» **Exercise data**:

- - -

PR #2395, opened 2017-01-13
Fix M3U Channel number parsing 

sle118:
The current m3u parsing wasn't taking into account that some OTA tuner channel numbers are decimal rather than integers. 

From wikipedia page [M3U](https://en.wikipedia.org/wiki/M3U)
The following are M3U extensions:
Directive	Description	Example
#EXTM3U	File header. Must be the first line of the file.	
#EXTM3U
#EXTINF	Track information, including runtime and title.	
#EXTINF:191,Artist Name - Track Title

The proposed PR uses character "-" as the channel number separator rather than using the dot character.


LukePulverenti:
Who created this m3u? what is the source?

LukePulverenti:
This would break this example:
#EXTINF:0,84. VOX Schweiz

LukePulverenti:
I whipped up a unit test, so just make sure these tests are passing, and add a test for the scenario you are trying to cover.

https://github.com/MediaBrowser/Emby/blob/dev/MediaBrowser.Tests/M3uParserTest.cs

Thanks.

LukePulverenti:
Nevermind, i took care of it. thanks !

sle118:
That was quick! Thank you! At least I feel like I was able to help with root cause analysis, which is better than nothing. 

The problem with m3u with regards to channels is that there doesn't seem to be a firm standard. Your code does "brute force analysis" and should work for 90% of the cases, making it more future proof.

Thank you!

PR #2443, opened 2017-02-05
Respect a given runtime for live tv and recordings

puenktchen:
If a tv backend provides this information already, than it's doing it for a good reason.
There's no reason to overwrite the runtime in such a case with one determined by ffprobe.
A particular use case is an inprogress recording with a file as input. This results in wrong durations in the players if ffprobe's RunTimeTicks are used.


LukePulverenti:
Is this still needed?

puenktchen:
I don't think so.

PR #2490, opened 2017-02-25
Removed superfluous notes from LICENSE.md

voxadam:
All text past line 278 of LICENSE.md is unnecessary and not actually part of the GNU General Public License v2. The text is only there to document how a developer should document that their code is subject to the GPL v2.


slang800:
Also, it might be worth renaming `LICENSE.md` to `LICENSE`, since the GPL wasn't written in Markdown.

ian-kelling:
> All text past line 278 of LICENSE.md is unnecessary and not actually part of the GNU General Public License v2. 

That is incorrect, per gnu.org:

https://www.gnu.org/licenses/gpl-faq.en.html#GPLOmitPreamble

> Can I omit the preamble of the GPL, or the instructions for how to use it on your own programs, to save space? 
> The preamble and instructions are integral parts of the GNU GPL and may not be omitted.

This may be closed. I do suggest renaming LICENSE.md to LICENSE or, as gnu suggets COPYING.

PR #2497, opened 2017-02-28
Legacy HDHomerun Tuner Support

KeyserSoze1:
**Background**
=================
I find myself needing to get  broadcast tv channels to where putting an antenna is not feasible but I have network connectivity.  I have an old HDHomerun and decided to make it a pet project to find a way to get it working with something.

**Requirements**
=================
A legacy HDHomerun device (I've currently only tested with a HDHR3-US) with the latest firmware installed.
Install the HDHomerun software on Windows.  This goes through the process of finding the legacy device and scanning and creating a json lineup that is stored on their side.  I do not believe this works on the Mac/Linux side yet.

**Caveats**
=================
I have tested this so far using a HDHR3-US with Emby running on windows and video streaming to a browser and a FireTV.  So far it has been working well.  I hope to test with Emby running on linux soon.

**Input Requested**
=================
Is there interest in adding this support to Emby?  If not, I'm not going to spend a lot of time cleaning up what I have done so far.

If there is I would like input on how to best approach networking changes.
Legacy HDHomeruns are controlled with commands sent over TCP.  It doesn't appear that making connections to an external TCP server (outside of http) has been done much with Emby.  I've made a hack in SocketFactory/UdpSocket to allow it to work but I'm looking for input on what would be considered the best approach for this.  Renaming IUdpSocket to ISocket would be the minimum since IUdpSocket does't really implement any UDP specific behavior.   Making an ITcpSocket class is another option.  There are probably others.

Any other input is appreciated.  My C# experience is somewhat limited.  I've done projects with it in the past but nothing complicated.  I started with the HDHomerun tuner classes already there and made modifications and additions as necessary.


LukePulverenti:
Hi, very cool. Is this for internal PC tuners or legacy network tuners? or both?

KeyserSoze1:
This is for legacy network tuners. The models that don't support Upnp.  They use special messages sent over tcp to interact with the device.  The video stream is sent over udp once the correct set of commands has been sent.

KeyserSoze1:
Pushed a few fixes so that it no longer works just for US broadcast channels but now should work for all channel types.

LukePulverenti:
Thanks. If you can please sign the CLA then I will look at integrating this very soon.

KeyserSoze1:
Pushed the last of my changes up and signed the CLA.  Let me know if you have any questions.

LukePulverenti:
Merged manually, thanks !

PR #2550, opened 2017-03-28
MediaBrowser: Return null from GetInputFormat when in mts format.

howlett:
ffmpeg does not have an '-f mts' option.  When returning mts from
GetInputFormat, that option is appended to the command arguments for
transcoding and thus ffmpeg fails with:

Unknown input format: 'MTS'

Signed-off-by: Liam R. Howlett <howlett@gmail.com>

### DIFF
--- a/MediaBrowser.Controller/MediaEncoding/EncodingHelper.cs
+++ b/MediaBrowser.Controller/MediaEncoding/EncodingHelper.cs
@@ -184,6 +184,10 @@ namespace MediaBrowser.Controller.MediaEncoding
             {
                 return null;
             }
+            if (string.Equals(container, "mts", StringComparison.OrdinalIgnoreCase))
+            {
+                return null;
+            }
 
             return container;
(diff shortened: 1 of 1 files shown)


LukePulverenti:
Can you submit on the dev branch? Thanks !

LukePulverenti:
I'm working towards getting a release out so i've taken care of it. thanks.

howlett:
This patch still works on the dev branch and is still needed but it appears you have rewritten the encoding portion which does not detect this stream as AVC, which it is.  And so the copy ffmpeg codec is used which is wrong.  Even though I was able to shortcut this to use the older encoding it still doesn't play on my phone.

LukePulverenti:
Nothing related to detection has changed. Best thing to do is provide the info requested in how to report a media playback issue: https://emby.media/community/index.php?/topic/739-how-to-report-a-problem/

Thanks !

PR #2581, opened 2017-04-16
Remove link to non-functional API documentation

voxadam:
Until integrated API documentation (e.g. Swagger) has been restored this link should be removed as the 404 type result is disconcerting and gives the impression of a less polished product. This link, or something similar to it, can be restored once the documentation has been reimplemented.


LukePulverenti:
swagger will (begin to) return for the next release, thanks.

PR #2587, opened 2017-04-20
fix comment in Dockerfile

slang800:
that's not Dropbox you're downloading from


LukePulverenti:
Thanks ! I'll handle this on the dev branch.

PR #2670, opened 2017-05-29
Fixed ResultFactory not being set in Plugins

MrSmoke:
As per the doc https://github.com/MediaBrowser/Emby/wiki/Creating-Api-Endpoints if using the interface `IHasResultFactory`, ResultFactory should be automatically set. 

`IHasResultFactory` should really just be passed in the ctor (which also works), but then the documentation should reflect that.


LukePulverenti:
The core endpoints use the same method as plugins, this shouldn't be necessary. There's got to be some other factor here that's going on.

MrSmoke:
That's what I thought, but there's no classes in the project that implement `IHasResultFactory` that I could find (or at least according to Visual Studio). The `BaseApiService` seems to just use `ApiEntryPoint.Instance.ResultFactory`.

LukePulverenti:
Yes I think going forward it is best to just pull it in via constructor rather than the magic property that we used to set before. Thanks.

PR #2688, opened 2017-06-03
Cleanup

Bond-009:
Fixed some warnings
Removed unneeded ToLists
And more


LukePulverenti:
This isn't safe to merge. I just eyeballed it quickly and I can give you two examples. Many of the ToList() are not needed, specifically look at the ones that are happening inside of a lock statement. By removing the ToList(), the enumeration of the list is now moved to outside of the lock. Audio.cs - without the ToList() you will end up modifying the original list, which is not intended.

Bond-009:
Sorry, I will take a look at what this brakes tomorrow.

- - -

» **Exercise description**:
Tell how many lines of the data above include the string "think", with no other text in the answer.

» **Completed exercise**:
2